▶ _What the task asks_: Among the lines below, keep only those from the one containing "PR #1648, opened 2024-07-08" through the one containing "A target might", and reproduce them exactly.
Top of Material for this task
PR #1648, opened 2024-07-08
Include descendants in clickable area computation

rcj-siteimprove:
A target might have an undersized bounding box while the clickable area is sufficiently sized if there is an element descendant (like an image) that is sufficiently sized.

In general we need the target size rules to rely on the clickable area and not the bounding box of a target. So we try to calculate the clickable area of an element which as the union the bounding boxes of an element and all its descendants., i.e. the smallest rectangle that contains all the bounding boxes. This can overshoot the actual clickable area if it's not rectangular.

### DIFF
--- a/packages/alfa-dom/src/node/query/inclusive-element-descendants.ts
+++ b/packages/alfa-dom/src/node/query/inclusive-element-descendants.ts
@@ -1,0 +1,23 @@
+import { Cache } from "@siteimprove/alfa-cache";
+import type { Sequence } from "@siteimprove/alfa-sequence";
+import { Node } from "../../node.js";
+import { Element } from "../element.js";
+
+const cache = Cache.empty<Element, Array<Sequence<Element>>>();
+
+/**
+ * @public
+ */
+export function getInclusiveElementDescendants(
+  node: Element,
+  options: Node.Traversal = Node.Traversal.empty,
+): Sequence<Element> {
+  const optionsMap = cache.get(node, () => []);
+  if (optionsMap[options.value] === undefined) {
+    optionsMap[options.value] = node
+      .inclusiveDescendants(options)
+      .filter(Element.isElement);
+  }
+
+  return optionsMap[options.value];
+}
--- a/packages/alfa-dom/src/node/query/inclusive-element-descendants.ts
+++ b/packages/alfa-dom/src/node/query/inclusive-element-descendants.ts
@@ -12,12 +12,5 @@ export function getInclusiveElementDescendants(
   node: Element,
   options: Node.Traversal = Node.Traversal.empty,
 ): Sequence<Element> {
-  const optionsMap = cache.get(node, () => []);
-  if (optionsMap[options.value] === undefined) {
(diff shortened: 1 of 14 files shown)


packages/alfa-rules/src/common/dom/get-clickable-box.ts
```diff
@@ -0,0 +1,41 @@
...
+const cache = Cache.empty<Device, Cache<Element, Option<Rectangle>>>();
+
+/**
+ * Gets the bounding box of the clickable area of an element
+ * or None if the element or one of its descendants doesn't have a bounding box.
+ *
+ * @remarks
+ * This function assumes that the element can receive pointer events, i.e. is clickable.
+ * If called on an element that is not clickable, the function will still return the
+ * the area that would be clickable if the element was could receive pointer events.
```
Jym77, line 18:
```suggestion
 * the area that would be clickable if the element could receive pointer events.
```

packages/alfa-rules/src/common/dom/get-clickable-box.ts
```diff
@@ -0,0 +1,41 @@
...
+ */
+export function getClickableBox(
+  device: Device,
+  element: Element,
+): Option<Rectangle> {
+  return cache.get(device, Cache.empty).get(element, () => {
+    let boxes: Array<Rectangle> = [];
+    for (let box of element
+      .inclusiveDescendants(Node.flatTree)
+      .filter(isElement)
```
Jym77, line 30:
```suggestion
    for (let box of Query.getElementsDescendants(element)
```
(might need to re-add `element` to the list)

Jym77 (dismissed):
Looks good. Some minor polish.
Bottom of Material for this task
Top of Material for this task
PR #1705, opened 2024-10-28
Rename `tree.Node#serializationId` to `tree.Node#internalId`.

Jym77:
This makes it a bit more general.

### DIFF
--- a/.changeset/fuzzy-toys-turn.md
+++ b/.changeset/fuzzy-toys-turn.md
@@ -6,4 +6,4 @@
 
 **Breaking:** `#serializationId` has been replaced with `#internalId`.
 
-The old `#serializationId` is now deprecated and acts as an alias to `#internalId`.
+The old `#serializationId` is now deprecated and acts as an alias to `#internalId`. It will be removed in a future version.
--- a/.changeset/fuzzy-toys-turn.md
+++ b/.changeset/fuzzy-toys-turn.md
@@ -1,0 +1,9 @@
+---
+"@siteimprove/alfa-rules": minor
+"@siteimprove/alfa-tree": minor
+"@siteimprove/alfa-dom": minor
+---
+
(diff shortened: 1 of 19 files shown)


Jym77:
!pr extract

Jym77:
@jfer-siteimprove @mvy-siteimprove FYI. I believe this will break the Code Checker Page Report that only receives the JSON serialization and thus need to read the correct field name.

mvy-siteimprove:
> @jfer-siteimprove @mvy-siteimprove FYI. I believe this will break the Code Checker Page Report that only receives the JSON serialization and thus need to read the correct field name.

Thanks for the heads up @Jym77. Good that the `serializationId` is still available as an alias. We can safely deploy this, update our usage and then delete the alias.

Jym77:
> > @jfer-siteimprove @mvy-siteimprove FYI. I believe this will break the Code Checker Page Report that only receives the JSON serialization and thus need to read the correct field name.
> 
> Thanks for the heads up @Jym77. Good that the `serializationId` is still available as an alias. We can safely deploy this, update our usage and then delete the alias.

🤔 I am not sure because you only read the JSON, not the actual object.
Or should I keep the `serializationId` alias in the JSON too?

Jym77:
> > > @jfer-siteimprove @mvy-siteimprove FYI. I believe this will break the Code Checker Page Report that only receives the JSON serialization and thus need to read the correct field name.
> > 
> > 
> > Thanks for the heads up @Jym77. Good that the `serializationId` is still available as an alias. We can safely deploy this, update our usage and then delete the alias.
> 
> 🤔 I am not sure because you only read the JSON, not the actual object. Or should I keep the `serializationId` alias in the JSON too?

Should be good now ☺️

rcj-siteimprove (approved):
Bottom of Material for this task
▶ _Solution to the exercise_:
PR #1648, opened 2024-07-08
Include descendants in clickable area computation

rcj-siteimprove:
A target might have an undersized bounding box while the clickable area is sufficiently sized if there is an element descendant (like an image) that is sufficiently sized.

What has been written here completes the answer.